(Saved data entries)
____________

PR #1367, opened 2024-03-28
feat(pie-icons-webc): DSW-000 set height and width on icon hosts

jamieomaguire:
Applies height and width to web component `host` along with a display inline block. Otherwise, the web component hosts are incorrectly sized. Image attached to demo

Screenshot 2024-03-28 at 15 14 02

### Reviewer 1

### Reviewer 2

### DIFF
--- a/packages/tools/pie-icons-webc/build.js
+++ b/packages/tools/pie-icons-webc/build.js
@@ -36,13 +36,17 @@ const componentSelector = '${kebabCase(name)}';
  * @tagname ${kebabCase(name)}
  */
 export class ${name} extends LitElement implements IconProps {
-    // The following styles make sure that the icon will be sized correctly
+    // The following styles make sure that the icon will be sized correctly.
+    // "--icon-size-override" css var can be used in parent components to make sure the icon
+    // stays the correct size for cases where the icon is added by consumers via a slot,
+    // for example in Button, IconButton, Chip and Tag.
+    // Might be changed later to assigning a size prop to an icon slot
+    // (POC: https://github.com/justeattakeaway/pie/pull/1128)
     static styles = css\`
         :host {
             display: inline-block;
         }
         :host svg {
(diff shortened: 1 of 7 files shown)


packages/tools/pie-icons-webc/build.js
```diff
@@ -58,6 +61,8 @@ export class ${name} extends LitElement implements IconProps {
         super.connectedCallback();
         if (this._svg?.getAttribute('width') === null) {
             const svgSize = getSvgProps('${svgClasses}', '', null, '${name}');
+            this.style.width = \`\${\`var(--icon-size-override,\${svgSize.width}\`}px)\`;
+            this.style.height = \`\${\`var(--icon-size-override,\${svgSize.height}\`}px)\`;
             this._svg?.setAttribute('width', svgSize.width);
             this._svg?.setAttribute('height', svgSize.height);
```
dandel10n, line 67: Feels weird that we set here both width and height attributes and at the same time set width and height through the inline styles 🤔

packages/tools/pie-icons-webc/build.js
```diff
@@ -38,6 +38,9 @@ const componentSelector = '${kebabCase(name)}';
 export class ${name} extends LitElement implements IconProps {
     // The following styles make sure that the icon will be sized correctly
     static styles = css\`
+        :host {
+            display: inline-block;
+        }
         :host svg {
```
dandel10n, line 44: Could you please add a comment here to clarify the reasoning for this override vars, something like this:
// Variables can be used in parent components to make sure that the icon stays the correct size for cases where the icon is added by consumers via a slot, for example in IconButton 
// Might be changed later to assigning a size prop to an icon slot (POC: https://github.com/justeattakeaway/pie/pull/1128)

dandel10n (approved):
Looks good, the only comment I have is about the comment that would give more context about current implementation

PR #1373, opened 2024-04-02
chore(pie-storybook): DSW-000 fix type declarations for storybook background colours

xander-marjoram:
Use `satisfies` for type guarding instead of asserting with `as`.

Previously, TypeScript did not identify that `'background-dark'` was not in the `BackgroundColor` string union. In fact, you could add something like `{ test: 'hello' }` to the background values and TypeScript would not complain.

Changing `as` to `satisfies` ensures proper type guarding, correctly identifying that `'background-dark'` was not an expected colour name.

Now if you try adding `{ test: 'hello' }` to the background values object, you get the following sensible error message:
```
Object literal may only specify known properties, and 'test' does not exist in type 'BackgroundValue'.
```

> [!NOTE]
> This only affects the type checking. Functionality is unaffected as it was previously working.

- [x] If it is a `PIE storybook` change, I have reviewed the Storybook preview

### Reviewer 1
- [x] If it is a `PIE Storybook` change, I have reviewed the Storybook preview

### Reviewer 2
- [x] If it is a `PIE Storybook` change, I have reviewed the Storybook preview


kevinrodrigues (approved):
Nice.

jamieomaguire (approved):

PR #1374, opened 2024-04-02
feat(pie-input): DSW-1584 required prop and focus invalid

jamieomaguire:
- adds a new `required` prop to `pie-input`
- updates storybook to show the new required prop
- adds a new mechanism for managing forms on the page and enabling focusing the first invalid input in a form on submit (validity is determined based on the `ValidityState` exposed by the control 
- integrates the new `PieFormManager` into the form control mixin so that new form controls automatically set it up if required
- unit and browser testing

## PieFormManager
This code may eventually be removed if we decide to not focus invalid inputs. However the mechanism may still be useful if we want to perform any other DS related tasks on form submits. 

The class is designed to be attached to the global window object and hold weak references to forms associated with our components (weakly held so that garbage collection can prevent memory leaks). It essentially applies and removes submit listeners to the stored forms.

This approach ensures that form control components do not need to store any code relating to form submission.

A (terribly drawn) flowchart outlining the lifecycle of a form control that uses the `formControlMixin`:

pieforms

pieFormManager

### Reviewer 1

### Reviewer 2


apps/pie-storybook/stories/pie-input.stories.ts
```diff
@@ -194,6 +194,13 @@ const inputStoryMeta: InputStoryMeta = {
             control: 'select',
             options: sizes,
         },
+        required: {
+            description: 'If true, the input is required to have a value before submitting the form. The form will autofocus a required field if it is missing a value. Will have no effect if the input is placed inside a form.',
```
raoufswe, line 198: is this accurate? 

```
Will have no effect if the input is placed inside a form.
```

packages/components/pie-input/README.md
```diff
@@ -93,6 +93,7 @@ import { PieInput } from '@justeattakeaway/pie-input/dist/react';
 | `min` | `number` | - | The minimum value of the input. Only applies when type is `number`. If the value provided is lower, the input is invalid. |
 | `max` | `number` | - | The maximum value of the input. Only applies when type is `number`. If the value provided is higher, the input is invalid. |
 | `size` | `'small'`, `'medium'`, `'large'` | `medium` | The size of the input field. Can be `small`, `medium`, or `large`. Defaults to `medium`. |
+| `required` | `boolean` | `false` | If true, the input is required to have a value before submitting the form. The form will autofocus a required field if it is missing a value. Will have no effect if the input is placed inside a form. |
```
xander-marjoram, line 96: Same as Raouf's comment but here

apps/pie-storybook/stories/pie-input.stories.ts
xander-marjoram: In readme and defs too, as I'm sure you're aware

jamieomaguire: lol! yeah thanks for spotting. will update now 👍 🚀

packages/components/pie-webc-core/src/forms/pie-form-manager.ts
```diff
@@ -0,0 +1,88 @@
...
+
+        this._forms.set(form, data);
+    }
+
+    /**
+     * Removes a form from the form manager and the submit event listener from it.
+     * @param form - The form to remove from the form manager.
+     */
+    public deleteForm (form: HTMLFormElement): void {
+        const data = this._forms.get(form);
```
xander-marjoram, line 58: Nit: Could you use `getForm` here?

xander-marjoram: And potentially in `addForm` too

jamieomaguire: lovely spot - updating now

fernandofranca:
This looks great though I'm not sure we should do validation/focus management. Perhaps I missed some key factor that makes this part necessary.

packages/components/pie-input/test/component/pie-input.spec.ts
```diff
@@ -796,6 +796,98 @@ test.describe('PieInput - Component tests', () => {
...
+                    props: {
+                        required: true,
+                    } as InputProps,
+                });
+
+                // Act
+                const input = component.locator('input');
+
+                // Assert
+                expect((await input.getAttribute('required'))).toBe('');
```
raoufswe, line 824: i might be missing something, but based on [MDN](https://developer.mozilla.org/en-US/docs/Web/API/Element/getAttribute), `getAttribute` will return `null `or empty string when the attribute isn't found but the test is a positive clause. 

maybe we can use [hasAttribute](https://developer.mozilla.org/en-US/docs/Web/API/Element/hasAttribute)

packages/components/pie-input/test/component/pie-input.spec.ts
```diff
@@ -1113,5 +1205,23 @@ test.describe('PieInput - Component tests', () => {
...
+                </form>
+            `);
+
+            const inputLocator = page.locator('pie-input');
+
+            // Act
+            await page.click('button[type="submit"]');
+
+            // Assert
+            await expect(inputLocator).toBeFocused();
```
raoufswe, line 1224: 🔥

packages/components/pie-input/test/component/pie-input.spec.ts
jamieomaguire: Yeah happy to change

jamieomaguire: Screenshot 2024-04-09 at 14 54 10

I don't think our version of playwright supports that method!

packages/components/pie-webc-core/src/mixins/formControl/formControlMixin.ts
```diff
@@ -47,11 +48,46 @@ export const FormControlMixin =
...
+            override connectedCallback (): void {
+                super.connectedCallback();
+
+                if (this.form) {
+                    // Ensure that the form is managed by the PieFormManager
+                    if (!window.pieFormManager) {
+                        window.pieFormManager = new PieFormManager();
+                    }
+
+                    if (window.pieFormManager) {
```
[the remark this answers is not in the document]
jamieomaguire: Yes! good spot

packages/components/pie-webc-core/src/mixins/formControl/formControlMixin.ts
```diff
@@ -47,11 +48,46 @@ export const FormControlMixin =
...
+                        window.pieFormManager.addForm(this.form);
```
raoufswe: a question: have we considered the use-case where two different components are calling the mixin? Do we need to check if the form hasn't been added yet or is there a check somewhere else / not needed?

packages/components/pie-input/test/component/pie-input.spec.ts
raoufswe: are we sure that the empty string here means the `required` attribute is found not `doesn't exist` as per the MDN spec?

packages/components/pie-webc-core/src/mixins/formControl/formControlMixin.ts
jamieomaguire: If I understand your question correctly, this line hopefully answers?

https://github.com/justeattakeaway/pie/pull/1374/files#diff-405085fc57869377bc65fdd5d8f99a1b2ae2512d6afbb446713cad440f7466f7R39-R41

Any input is allowed to try to add its form to the manager, but it can only be added once

packages/components/pie-input/test/component/pie-input.spec.ts
jamieomaguire: According to the spec you linked:

"All modern web browsers return null when the specified attribute does not exist on the specified element."

And we can see this here:
Screenshot 2024-04-09 at 14 51 19

I am unsure how else to test this but I am fully open to suggestions

raoufswe: well the browser is a source of truth and it's returning an empty string when it's assigned LOL. I would say we should use the hasAttrubte but seems it's missing. 🤝

packages/components/pie-webc-core/src/mixins/formControl/formControlMixin.ts
raoufswe: yep exactly nice!

packages/components/pie-webc-core/src/test/forms/pie-form-manager.spec.ts
```diff
@@ -0,0 +1,198 @@
...
+
+            const testForm = document.getElementById('testForm') as HTMLFormElement;
+            const manager = new PieFormManager();
+            const addEventListenerSpy = vi.spyOn(testForm, 'addEventListener');
+
+            // Act
+            manager.addForm(testForm);
+
+            // Assert
+            expect(addEventListenerSpy).toHaveBeenCalledWith('submit', expect.any(Function));
```
xander-marjoram, line 26: What's triggering the form submission here?

packages/components/pie-webc-core/src/test/forms/pie-form-manager.spec.ts
```diff
@@ -0,0 +1,198 @@
+import {
+    describe,
+    it,
+    expect,
+    vi,
+} from 'vitest';
```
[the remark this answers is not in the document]
jamieomaguire: ah good point - removing now

packages/components/pie-webc-core/src/test/forms/pie-form-manager.spec.ts
jamieomaguire: There is no form submission, this is checking that `addEventListener` was called for the submit event

packages/components/pie-webc-core/src/test/forms/pie-form-manager.spec.ts
```diff
@@ -0,0 +1,191 @@
...
+
+            const testForm = document.getElementById('testForm') as HTMLFormElement;
+            const manager = new PieFormManager();
+            manager.addForm(testForm);
+
+            // Act
+            const result = manager.getForm(testForm);
+
+            // Assert
+            expect(result?.form).toStrictEqual(testForm);
```
xander-marjoram, line 54: Do we also want the listener, for completeness?

packages/components/pie-input/test/component/pie-input.spec.ts
jamieomaguire: I fully agree 😃 hopefully when we update playwright we can revisit!

packages/components/pie-webc-core/src/test/forms/pie-form-manager.spec.ts
```diff
@@ -0,0 +1,191 @@
...
+            // Act
+            const result = manager.getForm(testForm);
+
+            // Assert
+            expect(result).toBeUndefined();
+        });
+    });
+
+    describe('deleteForm', () => {
+        it('does not return the PieFormData object associated with a form after it has been deleted', () => {
```
xander-marjoram, line 93: I think this test is identical to the one above?

packages/components/pie-webc-core/src/test/forms/pie-form-manager.spec.ts
jamieomaguire: for-completeness

packages/components/pie-webc-core/src/test/forms/pie-form-manager.spec.ts
jamieomaguire: correct! removing it now

xander-marjoram (approved):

____________

Which lines of the records contain "addForm"? Show each of them.

xander-marjoram: And potentially in `addForm` too
+                        window.pieFormManager.addForm(this.form);
+            manager.addForm(testForm);
+            manager.addForm(testForm);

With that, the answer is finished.